Output is nondeterministic unless each add_column is unique in the group defined by JoinColumns (for more information, see Nondeterministic Results and UniqueID Syntax Element).

Column Data Type Description
col1_item1 VARCHAR Name of item1.
col1_item2 VARCHAR Name of item2.
cntb INTEGER Count of co-occurrence of both items in partition.
cnt1 INTEGER Count of occurrence of item1 in partition.
cnt2 INTEGER Count of occurrence of item2 in partition.
score DOUBLE PRECISION Product of two conditional probabilities:

P({ item2 | item1 }) * P({ item1 | item2 })

Preceding product equals following quotient:

(cntb * cntb)/(cnt1 * cnt2)

support DOUBLE PRECISION Percentage of transactions in partition in which the two items co-occur, calculated with this formula:

cntb/tran_cnt

where tran_cnt is the number of transactions in the partition.

For example, if eggs and milk were purchased together 3 times in 5 transactions in the same store, and the data is partitioned by store, then the support value in the partition is 3/5 = 0.6 = 60%.

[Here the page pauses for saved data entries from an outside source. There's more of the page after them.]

PR #729, opened 2024-07-11
feat(lumos): export more missing modules

homura:
# Description

This PR 

- Exporting some missing common modules, such as `TransactionCollector` from `@ckb-lumos/lumos`
- Splitting sub-packages from `@ckb-lumos/lumos` so that SDK authors based on Lumos can import them on demand
- Adding a bundler playground to estimate the bundle size

To make the app bundle smaller, developers could import from sub-packages on demand like the following demonstration:

```ts
import { type Script } from '@ckb-lumos/lumos/base'

const script:Script = {
  codeHash: '0x...',
  hashType: 'type',
  args: '0x...',
}

```


packages/hd/package.json
```diff
@@ -23,7 +23,7 @@
     "@ckb-lumos/bi": "0.24.0-next.0",
     "@ckb-lumos/codec": "0.24.0-next.0",
     "@ckb-lumos/crypto": "0.24.0-next.0",
-    "bn.js": "^5.1.3",
+    "bn.js": "^4.12.0",
```
Keith-CY, line 26: Why is `bn.js` downgraded?

Keith-CY (approved):

packages/hd/package.json
homura: The `elliptic` library in use depends on the `bn.js@4.12.0`. To prevent multiple versions of `bn.js`, this PR downgrades `bn.js` from 5.1 to 4.12

Keith-CY: Got it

confidence DOUBLE PRECISION Percentage of transactions in partition in which item1 occurs, in which item2 also occurs, calculated with this formula:

cntb/cnt1

For example, if, in the same store, the number of times that a customer buys both milk (item1) and butter (item2) is 3 (cntb) and the number of times that a customer buys milk is 4 (cnt1), then the confidence that a person who buys milk will also buy butter is 3/4 = 0.75 = 75%.

lift DOUBLE PRECISION Ratio of observed support value to expected support value if item1 and item2 were independent; that is:

support(item1 and item2) / [support(item1) * support(item2)]

Value is calculated with this formula:

(cntb/tran_cnt) / [(cnt1/tran_cnt) * (cnt2/tran_cnt)]

If Lift > 1, the occurrence of item1 or item2 has a positive effect on the occurrence of the other items.

If Lift = 1, the occurrence of item1 or item2 has a no effect on the occurrence of the other items.

If Lift < 1, the occurrence of item1 or item2 has a negative effect on the occurrence of the other items.

z_score DOUBLE PRECISION Significance of co-occurrence, assuming that cntb follows a normal distribution, calculated with this formula:

(cntb - mean(cntb)) / sd(cntb)

If all cntb values are equal, then sd(cntb) is 0, and function does not calculate zscore.